**Work instructions**
Looking at the listing below, retype exactly the lines starting at the one containing "CarolinePascal: This is" and ending at the one containing "Thanks for the review, I", both included, and nothing else.

**Records for the exercise**
PR #3526, opened 2026-05-07
Feat/clean can bus

Virgileboat:
## Title

harden Robstride CAN feedback handling and handshake timeouts

## Summary / Motivation

This PR improves robustness of the Robstride CAN path under real bus timing conditions. The previous batched MIT response handling could miss useful frames when replies interleaved or when stale frames were already queued, and handshake status checks were using the same short runtime timeout. This change introduces a longer handshake timeout, drains/decodes all feedback frames until RX goes quiet, and keeps fallback behavior on missing packets. Trade-off: slightly higher wait windows (RUNNING_TIMEOUT increased to 3ms) for better reliability.

## Related issues

- Fixes / Closes: N/A
- Related:  N/A

## What changed

- Added HANDSHAKE_TIMEOUT_S = 0.05 and increased RUNNING_TIMEOUT from 0.001 to 0.003 in Robstride timing constants.
- Updated _query_status_via_clear_fault(...) to accept an optional timeout override.
- Updated handshake to use the dedicated HANDSHAKE_TIMEOUT_S per motor.
- Added _recv_all_messages_until_quiet(...) to collect all available CAN feedback frames before decoding.
- Added _process_feedback_messages(...) to decode all collected frames and track which motor recv_ids were seen.
- Updated _mit_control_batch(...) to process all frames until quiet (instead of only one mapped response per motor), and keep packet-drop warnings for motors with no processed frame.
- Added public flush_rx_queue(...) utility to drop stale pending RX frames before a fresh control/read cycle.
- Improved decode warning logs to include arbitration ID and raw payload hex for easier debugging.

- Tests added: none (no Robstride unit tests added in this branch).
- Manual validation performed on a real robot using the Robstride CAN path:
    - Verified handshake/connect behavior after the timeout changes.
    - Ran repeated multi-motor MIT batched writes (Goal_Position) and checked feedback/state updates remain stable.
    - Confirmed missing feedback falls back to last known state with warning logs (no hard failure).

- :heavy_check_mark:  Linting/formatting run (`pre-commit run -a`)
- :heavy_check_mark:  All tests pass locally (`pytest`)
- :x:  Documentation updated
- :heavy_check_mark: CI is green
- :x:  Community Review


CarolinePascal:
@claude review this PR

Virgileboat:
Thanks for the detailed review, very useful feedback.

I addressed all the points:

- fixed the stale docstring,
- aligned the logging style,
- narrowed the exception handling,
- clarified the intent around flush_rx_queue.
- I simplified the logic by removing the separate “first wait” vs “poll wait” behavior entirely. The receive loop now continuously drains messages until no more frames are available, avoiding the extra tail latency while also keeping the implementation simpler.


For _batch_refresh, I also updated it to use the same draining approach for consistency.

src/lerobot/motors/robstride/robstride.py
```diff
@@ -215,14 +216,17 @@ def connect(self, handshake: bool = True) -> None:
...
+        self, motor: NameOrID, timeout: float | None = None
+    ) -> tuple[bool, can.Message | None]:
         motor_name = self._get_motor_name(motor)
         motor_id = self._get_motor_id(motor_name)
         recv_id = self._get_motor_recv_id(motor_name)
         data = [0xFF] * 7 + [CAN_CMD_CLEAR_FAULT]
         msg = can.Message(arbitration_id=motor_id, data=data, is_extended_id=False)
         self._bus().send(msg)
-        return self._recv_status_via_clear_fault(expected_recv_id=recv_id)
+        wait_s = RUNNING_TIMEOUT if timeout is None else float(timeout)
```
CarolinePascal: We could use `timeout: float = RUNNING_TIMEOUT` in the function definition instead (unless you want to specifically pass `None` ?). Also, we expect a float value for `timeout`, I'm not sure the cast is strictly needed here.

CarolinePascal: With both changes, we could discard `wait_s` completely.

src/lerobot/motors/robstride/robstride.py
```diff
@@ -505,6 +509,92 @@ def _recv_all_responses(
...
+        Receive frames until the bus goes quiet.
+
+        Args:
+            timeout: Poll timeout used for each recv() call. Collection stops
+                when one recv() times out (quiet gap).
+            max_messages: Safety cap to prevent unbounded loops.
+        """
+        out: list[can.Message] = []
+        cap = max(1, int(max_messages))
+        recv_timeout = max(0.0, float(timeout))
```
CarolinePascal: Once again not sure about all the casts, but feel free to keep them if you feel like this extra safety layer is important !

src/lerobot/motors/robstride/robstride.py
```diff
@@ -505,6 +509,92 @@ def _recv_all_responses(
...
+        Drain pending RX frames from the CAN interface.
+
+        This is used by higher-level controllers to drop stale feedback before issuing
+        a fresh read cycle, so subsequent state reads are based on most recent replies.
+        It should also be called once when a controller instance is created/connected,
+        to clear residual frames left on the interface from previous sessions.
+        """
+        drained = 0
+        timeout_s = max(0.0, float(poll_timeout_s))
+        cap = max(1, int(max_messages))
```
CarolinePascal: Here again, the casts !

src/lerobot/motors/robstride/robstride.py
```diff
@@ -644,11 +734,14 @@ def _mit_control_batch(
             msg = can.Message(arbitration_id=motor_id, data=data, is_extended_id=False)
             self._bus().send(msg)
             recv_id_to_motor[self._get_motor_recv_id(motor)] = motor_name
+        # Read every feedback frame until RX goes quiet, then decode all of them.
+        # This avoids dropping useful frames when responses from different motors interleave.
+        messages = self._recv_all_messages_until_quiet(timeout=RUNNING_TIMEOUT)
```
CarolinePascal: Could `RUNNING_TIMEOUT` be a default value ?

src/lerobot/motors/robstride/robstride.py
```diff
@@ -505,6 +509,92 @@ def _recv_all_responses(
...
+        recv_timeout = max(0.0, float(timeout))
+
+        try:
+            while len(out) < cap:
+                msg = self._bus().recv(timeout=recv_timeout)
+                if msg is None:
+                    break
+                out.append(msg)
+        except (can.CanError, OSError) as e:
+            logger.debug("Error draining CAN RX queue on %s: %s", self.port, e)
```
CarolinePascal: This is nitpicking, but could we stick to the `f"..{:}"` format syntax rather than the `printf` one ?

CarolinePascal (changes requested):
Left a few comments, but it's mostly nit picking - All good otherwise !

src/lerobot/motors/robstride/robstride.py
CarolinePascal: Also, you can modify the variable in place to reduce the creation of new variables and confusion. It won't impact the value outside the function as `int` and `float` are not mutable.

Virgileboat:
Thanks for the review, I addressed these points in 6d69cfb9.

- _query_status_via_clear_fault now uses timeout: float = RUNNING_TIMEOUT and I removed wait_s/the cast.
- In _recv_all_messages_until_quiet and flush_rx_queue, I removed redundant float()/int() casts and clamp the parameters in place.
- _recv_all_messages_until_quiet now has timeout=RUNNING_TIMEOUT by default, so call sites no longer pass it explicitly.
- I also switched the RX-drain debug log to f-string style.

CarolinePascal:
@claude Is everything fixed ?

Virgileboat:
Thanks for the follow-up review. I pushed a fix for the two remaining points:

1) `_batch_refresh` bug:
- Restored `updated_motors.append(motor)` after `send()`, so packet-drop warnings are no longer dead code and now correctly fire for refreshed motors.

2) Logging consistency:
- Converted the remaining touched logger calls to f-string style in:
  - `_process_feedback_messages`
  - `flush_rx_queue`
  - `_mit_control_batch`
  - `_process_response`
  - `_batch_refresh`

@claude

CarolinePascal (approved):
LGTM !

**Exercise solution**
CarolinePascal: This is nitpicking, but could we stick to the `f"..{:}"` format syntax rather than the `printf` one ?

CarolinePascal (changes requested):
Left a few comments, but it's mostly nit picking - All good otherwise !

src/lerobot/motors/robstride/robstride.py
CarolinePascal: Also, you can modify the variable in place to reduce the creation of new variables and confusion. It won't impact the value outside the function as `int` and `float` are not mutable.

Virgileboat:
Thanks for the review, I addressed these points in 6d69cfb9.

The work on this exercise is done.